[[ Extracted information, beginning ]]

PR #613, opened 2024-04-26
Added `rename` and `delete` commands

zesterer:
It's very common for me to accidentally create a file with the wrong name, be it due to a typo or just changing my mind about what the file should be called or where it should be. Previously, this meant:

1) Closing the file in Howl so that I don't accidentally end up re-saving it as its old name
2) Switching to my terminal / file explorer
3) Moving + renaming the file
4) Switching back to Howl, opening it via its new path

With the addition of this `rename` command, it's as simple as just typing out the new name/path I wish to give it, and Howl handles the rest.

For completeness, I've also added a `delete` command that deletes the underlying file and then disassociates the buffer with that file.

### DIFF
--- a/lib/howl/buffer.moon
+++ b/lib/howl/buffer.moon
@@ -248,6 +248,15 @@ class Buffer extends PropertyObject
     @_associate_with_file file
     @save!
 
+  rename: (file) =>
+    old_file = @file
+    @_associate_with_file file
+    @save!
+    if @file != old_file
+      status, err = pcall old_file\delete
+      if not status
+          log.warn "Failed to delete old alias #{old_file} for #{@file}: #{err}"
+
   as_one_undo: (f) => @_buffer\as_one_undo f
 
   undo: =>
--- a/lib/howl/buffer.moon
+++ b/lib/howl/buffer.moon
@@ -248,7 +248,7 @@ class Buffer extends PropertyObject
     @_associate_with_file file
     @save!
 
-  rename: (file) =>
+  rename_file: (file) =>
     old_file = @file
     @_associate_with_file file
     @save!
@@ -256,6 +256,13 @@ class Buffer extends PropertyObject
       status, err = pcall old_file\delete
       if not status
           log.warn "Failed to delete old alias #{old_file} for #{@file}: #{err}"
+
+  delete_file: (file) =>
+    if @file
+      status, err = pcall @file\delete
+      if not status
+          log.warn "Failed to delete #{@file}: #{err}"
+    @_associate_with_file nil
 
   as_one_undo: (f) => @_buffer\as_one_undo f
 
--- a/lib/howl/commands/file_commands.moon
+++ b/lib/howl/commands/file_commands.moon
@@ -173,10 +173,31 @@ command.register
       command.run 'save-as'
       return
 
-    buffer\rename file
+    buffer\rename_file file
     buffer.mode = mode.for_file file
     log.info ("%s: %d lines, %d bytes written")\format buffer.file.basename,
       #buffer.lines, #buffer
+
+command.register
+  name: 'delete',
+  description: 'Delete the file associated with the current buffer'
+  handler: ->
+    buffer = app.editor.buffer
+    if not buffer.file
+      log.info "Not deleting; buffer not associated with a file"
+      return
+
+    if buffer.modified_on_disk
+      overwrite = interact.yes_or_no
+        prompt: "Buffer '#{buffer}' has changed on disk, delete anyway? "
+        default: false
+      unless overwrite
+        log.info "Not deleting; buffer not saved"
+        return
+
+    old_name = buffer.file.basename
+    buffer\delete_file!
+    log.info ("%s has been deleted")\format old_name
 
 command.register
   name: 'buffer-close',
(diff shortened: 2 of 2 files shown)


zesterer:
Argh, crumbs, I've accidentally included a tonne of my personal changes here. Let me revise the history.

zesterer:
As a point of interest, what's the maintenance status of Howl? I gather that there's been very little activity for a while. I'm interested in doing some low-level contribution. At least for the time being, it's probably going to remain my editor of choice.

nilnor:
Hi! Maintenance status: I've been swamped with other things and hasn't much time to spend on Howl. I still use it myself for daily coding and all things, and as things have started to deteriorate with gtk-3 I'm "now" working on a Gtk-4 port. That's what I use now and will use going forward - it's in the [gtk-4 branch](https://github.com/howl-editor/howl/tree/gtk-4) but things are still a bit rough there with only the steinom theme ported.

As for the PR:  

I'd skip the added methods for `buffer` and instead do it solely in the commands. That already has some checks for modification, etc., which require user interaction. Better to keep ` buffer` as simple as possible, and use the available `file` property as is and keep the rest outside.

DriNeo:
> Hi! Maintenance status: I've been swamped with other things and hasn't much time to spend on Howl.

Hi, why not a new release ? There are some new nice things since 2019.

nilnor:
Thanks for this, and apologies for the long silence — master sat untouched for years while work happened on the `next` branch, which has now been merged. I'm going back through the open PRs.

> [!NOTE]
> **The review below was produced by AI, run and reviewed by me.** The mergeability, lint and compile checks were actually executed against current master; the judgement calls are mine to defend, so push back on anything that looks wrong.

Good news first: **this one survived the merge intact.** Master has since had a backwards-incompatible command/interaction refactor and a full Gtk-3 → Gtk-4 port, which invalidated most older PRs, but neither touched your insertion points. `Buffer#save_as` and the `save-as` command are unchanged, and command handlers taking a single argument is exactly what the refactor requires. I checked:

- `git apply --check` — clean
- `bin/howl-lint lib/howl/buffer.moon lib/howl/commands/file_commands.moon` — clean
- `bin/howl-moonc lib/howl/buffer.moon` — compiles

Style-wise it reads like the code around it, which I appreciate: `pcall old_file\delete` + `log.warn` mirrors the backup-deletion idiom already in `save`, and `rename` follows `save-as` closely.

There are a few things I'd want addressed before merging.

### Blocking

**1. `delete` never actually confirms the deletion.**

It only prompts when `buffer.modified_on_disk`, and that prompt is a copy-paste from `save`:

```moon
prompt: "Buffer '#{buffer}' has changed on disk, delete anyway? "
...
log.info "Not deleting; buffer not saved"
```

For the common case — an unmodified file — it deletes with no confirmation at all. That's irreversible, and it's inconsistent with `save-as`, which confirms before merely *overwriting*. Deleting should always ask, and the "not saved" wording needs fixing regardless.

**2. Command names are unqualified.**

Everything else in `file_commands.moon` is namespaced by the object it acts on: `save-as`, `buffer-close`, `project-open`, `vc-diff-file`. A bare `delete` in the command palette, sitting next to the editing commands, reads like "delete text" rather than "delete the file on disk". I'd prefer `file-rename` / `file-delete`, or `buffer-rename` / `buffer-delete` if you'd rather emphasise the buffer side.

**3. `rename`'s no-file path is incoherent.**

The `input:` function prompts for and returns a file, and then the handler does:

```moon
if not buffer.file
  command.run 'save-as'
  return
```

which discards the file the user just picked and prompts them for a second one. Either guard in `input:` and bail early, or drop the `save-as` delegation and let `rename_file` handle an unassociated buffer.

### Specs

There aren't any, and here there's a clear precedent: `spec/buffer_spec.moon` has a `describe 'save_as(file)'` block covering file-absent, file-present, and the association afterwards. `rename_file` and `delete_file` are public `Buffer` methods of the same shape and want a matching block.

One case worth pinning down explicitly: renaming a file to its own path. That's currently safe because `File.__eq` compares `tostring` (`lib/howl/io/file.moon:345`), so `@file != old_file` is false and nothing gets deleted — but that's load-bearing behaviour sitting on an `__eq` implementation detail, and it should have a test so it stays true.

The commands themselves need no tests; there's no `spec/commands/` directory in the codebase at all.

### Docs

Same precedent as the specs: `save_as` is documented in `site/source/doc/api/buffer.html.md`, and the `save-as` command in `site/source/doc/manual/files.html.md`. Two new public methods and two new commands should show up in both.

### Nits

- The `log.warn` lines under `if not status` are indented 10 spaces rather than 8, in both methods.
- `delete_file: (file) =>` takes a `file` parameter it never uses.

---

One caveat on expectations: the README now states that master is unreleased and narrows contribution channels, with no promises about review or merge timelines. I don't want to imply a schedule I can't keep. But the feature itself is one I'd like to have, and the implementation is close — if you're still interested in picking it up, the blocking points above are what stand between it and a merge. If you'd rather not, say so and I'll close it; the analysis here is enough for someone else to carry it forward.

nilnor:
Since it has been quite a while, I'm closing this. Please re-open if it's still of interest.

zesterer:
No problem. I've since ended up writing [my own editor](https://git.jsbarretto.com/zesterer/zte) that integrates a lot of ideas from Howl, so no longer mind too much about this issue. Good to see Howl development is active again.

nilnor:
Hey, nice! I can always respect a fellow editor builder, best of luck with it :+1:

[[ Extracted information, end ]]
[[ Extracted information, beginning ]]

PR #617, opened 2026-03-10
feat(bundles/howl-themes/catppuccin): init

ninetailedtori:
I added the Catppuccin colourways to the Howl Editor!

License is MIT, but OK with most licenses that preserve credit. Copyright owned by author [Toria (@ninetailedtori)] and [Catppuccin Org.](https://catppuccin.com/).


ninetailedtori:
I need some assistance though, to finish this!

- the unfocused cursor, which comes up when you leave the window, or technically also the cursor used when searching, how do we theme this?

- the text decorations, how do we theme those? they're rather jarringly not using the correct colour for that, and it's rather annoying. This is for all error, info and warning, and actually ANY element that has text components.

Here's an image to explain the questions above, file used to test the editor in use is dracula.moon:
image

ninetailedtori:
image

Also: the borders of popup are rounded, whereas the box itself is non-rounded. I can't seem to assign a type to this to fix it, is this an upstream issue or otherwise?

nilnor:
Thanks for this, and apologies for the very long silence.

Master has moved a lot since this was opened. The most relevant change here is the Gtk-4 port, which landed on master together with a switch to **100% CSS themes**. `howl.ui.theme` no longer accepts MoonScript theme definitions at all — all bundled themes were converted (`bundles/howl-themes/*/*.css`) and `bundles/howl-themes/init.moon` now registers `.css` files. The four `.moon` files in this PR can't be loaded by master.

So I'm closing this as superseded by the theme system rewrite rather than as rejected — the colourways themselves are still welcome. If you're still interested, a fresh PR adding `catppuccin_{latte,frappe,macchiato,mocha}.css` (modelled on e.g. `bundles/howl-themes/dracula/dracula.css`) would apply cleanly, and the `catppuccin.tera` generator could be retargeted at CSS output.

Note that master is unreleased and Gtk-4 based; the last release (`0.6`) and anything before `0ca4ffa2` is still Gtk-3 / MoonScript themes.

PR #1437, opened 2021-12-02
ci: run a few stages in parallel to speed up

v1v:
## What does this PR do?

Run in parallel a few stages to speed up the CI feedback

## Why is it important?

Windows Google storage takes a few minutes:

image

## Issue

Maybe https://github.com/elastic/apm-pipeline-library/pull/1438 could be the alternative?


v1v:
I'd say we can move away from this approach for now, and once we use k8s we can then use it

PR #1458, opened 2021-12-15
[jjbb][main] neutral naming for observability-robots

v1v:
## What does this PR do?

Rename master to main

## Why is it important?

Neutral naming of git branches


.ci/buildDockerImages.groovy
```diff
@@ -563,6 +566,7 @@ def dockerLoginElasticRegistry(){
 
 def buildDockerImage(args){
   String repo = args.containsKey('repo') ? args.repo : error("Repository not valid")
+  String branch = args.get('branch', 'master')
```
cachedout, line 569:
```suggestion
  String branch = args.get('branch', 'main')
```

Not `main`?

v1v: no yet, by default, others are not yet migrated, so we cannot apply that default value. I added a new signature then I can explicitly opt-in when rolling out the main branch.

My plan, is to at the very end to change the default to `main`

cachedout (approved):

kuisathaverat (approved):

[[ Extracted information, end ]]
[[ Extracted information, beginning ]]

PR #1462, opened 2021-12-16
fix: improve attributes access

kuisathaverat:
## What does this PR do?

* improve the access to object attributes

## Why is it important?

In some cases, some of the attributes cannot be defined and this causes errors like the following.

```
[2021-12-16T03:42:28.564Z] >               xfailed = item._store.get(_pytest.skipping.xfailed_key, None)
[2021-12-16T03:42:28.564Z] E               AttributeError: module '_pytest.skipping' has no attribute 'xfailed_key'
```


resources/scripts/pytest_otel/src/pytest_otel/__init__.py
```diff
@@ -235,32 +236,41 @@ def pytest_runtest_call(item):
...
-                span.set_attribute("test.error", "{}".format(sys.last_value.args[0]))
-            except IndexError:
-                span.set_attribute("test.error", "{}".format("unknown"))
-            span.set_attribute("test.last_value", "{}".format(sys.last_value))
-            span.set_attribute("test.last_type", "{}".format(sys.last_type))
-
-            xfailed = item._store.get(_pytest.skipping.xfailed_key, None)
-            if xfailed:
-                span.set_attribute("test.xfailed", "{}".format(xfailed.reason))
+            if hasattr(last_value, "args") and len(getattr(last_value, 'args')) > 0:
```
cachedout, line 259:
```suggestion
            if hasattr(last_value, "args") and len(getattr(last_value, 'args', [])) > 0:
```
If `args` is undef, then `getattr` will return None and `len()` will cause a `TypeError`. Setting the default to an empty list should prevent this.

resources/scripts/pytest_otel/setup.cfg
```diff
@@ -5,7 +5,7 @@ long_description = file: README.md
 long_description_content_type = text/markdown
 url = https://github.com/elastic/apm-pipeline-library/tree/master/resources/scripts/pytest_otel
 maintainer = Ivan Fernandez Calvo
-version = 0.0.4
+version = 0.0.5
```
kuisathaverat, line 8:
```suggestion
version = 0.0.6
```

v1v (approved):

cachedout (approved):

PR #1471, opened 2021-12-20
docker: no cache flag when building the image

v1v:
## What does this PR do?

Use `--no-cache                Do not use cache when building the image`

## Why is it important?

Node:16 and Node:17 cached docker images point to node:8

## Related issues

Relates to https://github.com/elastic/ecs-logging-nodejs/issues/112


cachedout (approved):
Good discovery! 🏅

[[ Extracted information, end ]]

Reply with one number only, the count of lines above that hold the string "public".

2